Die Bemühungen des Uzner Gemeinderats zur Aufwandreduktion überzeugen die SP-Ortspartei nicht. Bild: Linth24
Die SP Uznach hat sich eingehend mit dem Budget 2022 der Gemeinde befasst und beschlossen, dazu drei Anträge zu stellen. Die Festsetzung des Steuerfusses auf 118% wird unterstützt.

An der Budgetversammlung 2020 hat die FDP Uznach vom Gemeinderat eine umfassende und weitreichende Suche nach Möglichkeiten zur Aufwandreduktion verlangt.

Das hat der Rat nun getan, und das Resultat überzeugt nicht. Mit viel Eifer wurde versucht, da und dort ein paar Franken weniger auszugeben. In einigen Fällen haben die Abklärungen mehr gekostet, als sie bewirken. Dabei geht vergessen, dass die wirklich grossen Posten, nämlich die STAF-Vorlage und die Aufgabenverschiebung vom Kanton zu den Gemeinden, uns viel mehr kosten, ohne das Leben in Uznach zu verbessern.

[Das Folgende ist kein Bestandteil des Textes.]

PR #1446, opened 2023-06-24
Move project configuration from setup.cfg to pyproject.toml

adamjstewart:
Setuptools 61+ adds support for [PEP 621](https://peps.python.org/pep-0621/), which describes a common metadata structure for package configuration. This PR moves our old setup.cfg configuration to pyproject.toml.

I considered moving from setuptools to hatchling but still haven't found a compelling reason other than "everyone else is doing it". So as to avoid continuously jumping from fad to fad, I think we should stick with setuptools until PyPA provides further guidance on how to choose a build backend. Luckily, since most build backends support PEP 621, it will be much easier to make the switch now.

I was hoping we could reduce the number of config files, but Codecov/ReadTheDocs don't support pyproject.toml and the maintainer of flake8/pyupgrade/pre-commit actively refuses to support pyproject.toml.


pyproject.toml
```diff
@@ -1,10 +1,155 @@
...
+license = {file = "LICENSE"}
+authors = [
+    {name = "Adam J. Stewart", email = "ajstewart426@gmail.com"},
+]
+maintainers = [
+    {name = "Adam J. Stewart", email = "ajstewart426@gmail.com"},
+    {name = "Caleb Robinson", email = "Caleb.Robinson@microsoft.com"},
+    {name = "Isaac Corley"},
+    {name = "Nils Lehmann"},
+    {name = "Ashwin Nair"},
```
adamjstewart, line 23: @isaaccorley @nilsleh @ashnair1 I didn't add your emails because they aren't public on GitHub but let me know if you want me to add them. These names/emails are listed on the [PyPI project page](https://pypi.org/project/torchgeo/).

pyproject.toml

Verzicht auf drei besonders unsinnige Abbaumassnahmen

Die SP schlägt deshalb der Bürgerschaft vor, auf drei besonders unsinnige Abbaumassnahmen zu verzichten und das Budget entsprechend zu korrigieren, was rund 0.06% ausmachen würde.

Erstens beantragt die SP, dass der Familienrabatt bei der Musikschule nicht abgeschafft und auf die Tariferhöhung per August 2022 verzichtet wird. Damit kann kinderreichen Familien und wirtschaftlich schwächeren Einwohnern der Zugang zur musikalischen Bildung erleichtert werden, während die Auswirkungen im Budget mit Fr. 10'000 marginal sind.

Zweitens fordert die SP, die Öffnungszeiten der Bibliothek wie bisher zu belassen. Die Bibliothek ist ein Erfolgsmodell, das wiederholt durch Bürgerschaftsbeschlüsse bestätigt wurde, und sie erbringt vielfältige Leistungen für die Bevölkerung. Eine Kürzung der Öffnungszeiten würde das Signal setzen, dass Gemeinderat und Bürgerschaft diese wichtige Funktion nicht würdigen, während die Einsparungen mit Fr. 13'000 sehr gering sind.

Drittens beantragt die SP, auf die geplante Reduktion der Anzahl unpersönlicher Tageskarten zu verzichten. In vergangenen Jahren haben aus diesen oft Gewinne resultiert, im letzten Jahr wegen der Pandemie ein Verlust. Wenn Uznach aber wegen einer Besserstellung des Budgets von Fr. 2'000 die Benutzung des öV schwieriger macht, läuft dies den Bemühungen zur Reduktion des Verkehrsproblems diametral entgegen.